While the sensitivity of dual-positive testing was approximately 32 percent, compared to 59 precent for gene expression profiling(GEP) alone and nearly 45 percent for dd-cfDNA alone, dual-positive testing specificity outperformed the others, at approximately 92 percent, compared to nearly 57 percent in the case of GEP alone and approximately 85 percent for dd-cfDNA alone.

The study investigators wrote that the specificity of both individual GEP and dd-cfDNA tests can be limiting in the context of ACR surveillance, when the pre-test probability of detecting ACR on any given biopsy is low, but that since they measure complementary pathophysiology, it makes sense for dual testing to improve results.

Throughout the study, physicians ordered the fewest number of follow-up biopsies for dual-negative results, while dual-positive results led to the highest number of biopsies, with single test positive results falling in between.

The study investigators said that this indicated that HeartCare testing results influenced physician behavior, with cardiologists performing 10 percent fewer biopsies in the first year post-transplant and 40 percent fewer in the second year post-transplant. Comparatively, follow-up biopsy rates for dual positives increased over the same time period.

Despite these trends, the investigators wrote that the overall rates of follow-up biopsies in dual-positive cases remained "surprisingly low," at approximately 35 percent, while those for dual-negative results remained "surprisingly high," at almost 9 percent. They attributed this finding to several factors, including the exclusion of molecular tests and biopsies performed on the same day, thereby eliminating early post-transplant tests, which are more likely to associate with rejection.
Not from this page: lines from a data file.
PR #499, opened 2025-11-26
Defer creating the scratch directory until needed

### LINKED ISSUE #498: TZData always writes (empty) scratchspace folder
When one uses TimeZones.jl it seems that a scratchfolder is always created due to the use of `_scratch_dir()` in `init` at [`src\tzdata\TZData.jl:19`](https://github.com/JuliaTime/TimeZones.jl/blob/4d5f314ce6b01d7c0681b2c915282263f9989e44/src/tzdata/TZData.jl#L19).

Always needing to write to the filesystem seems unnecessary as the scratch folder stays empty, and it is a bad practice for packages in general. Furthermore, this makes it impossible to use TimeZones in an environment without write permissions, as encountered in https://github.com/Deltares/Ribasim/pull/2710. In that PackageCompiler setting, given that all required timezone data is already in the `share/julia/artefacts` folder, it should be able to skip the scratchfolder completely.

There are other places that call `_scratch_dir`, but I'm not sure if these are as problematic.

omus:
Fixes https://github.com/JuliaTime/TimeZones.jl/issues/498. Should improve compatibility when installed into immutable environments when the package has never been initialized.

### DIFF
--- a/.github/workflows/CI.yml
+++ b/.github/workflows/CI.yml
@@ -148,6 +148,10 @@ jobs:
         run: |
           chmod -R ugo-w build-depot
           find build-depot -perm /u+w,g+w,o+w  # List directories/files with any of these permission bits
+          if ! touch build-depot/write-test 2>/dev/null; then
+              echo "Depot is not immutable" >&2
+              exit 1
+          fi
       - name: Validate sysimage works
         shell: julia --color=yes --project=sysimage -Jsysimage.so {0}
         run: |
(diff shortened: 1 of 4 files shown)


omus:
Testing this is turning out to be quite annoying. I'm not sure why `DEPOT/artifacts/Overrides.toml` seems to be needed. I'll grant access and figure things out from there

evetion:
Wow, thanks for the very quick fix and extensive test effort that went into it! 👍🏻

They also noted that some dual-positive results may have been just over threshold levels, triggering an earlier follow-up test, rather than a biopsy; that dual-positive results that had been previously positive and accompanied by a biopsy may not have triggered a follow-on biopsy; and that there may have been limited knowledge of the implications of a dual-positive result early in the study.

Finally, patients managed with HeartCare maintained positive clinical outcomes despite fewer follow-up biopsies, with 95 percent of patients surviving and 97 percent showing normal allograft function at two years post-transplantation.

"This large, prospective, multicenter study demonstrates that HeartCare significantly improves clinicians' ability to assess acute cellular rejection risk, and its use is associated with lower biopsy rates and excellent clinical outcomes two years post-transplant," John Hanna, president and CEO of CareDx, said in a statement.

In an investor note, Bill Bonello of investment bank Craig-Hallum wrote that the study's results "should drive increased adoption and improved payor coverage."

Bonello noted that Medicare currently covers HeartCare for monthly surveillance testing in months two through 12 post-transplant, at a rate of $5,993 per test, and that Medicare provides no coverage beyond the first year.

Earlier this month, Craig-Hallum upgraded CareDx to a Buy rating.

Shares of CareDx were up approximately 3 percent in morning trading on the Nasdaq, at $15.15 per share.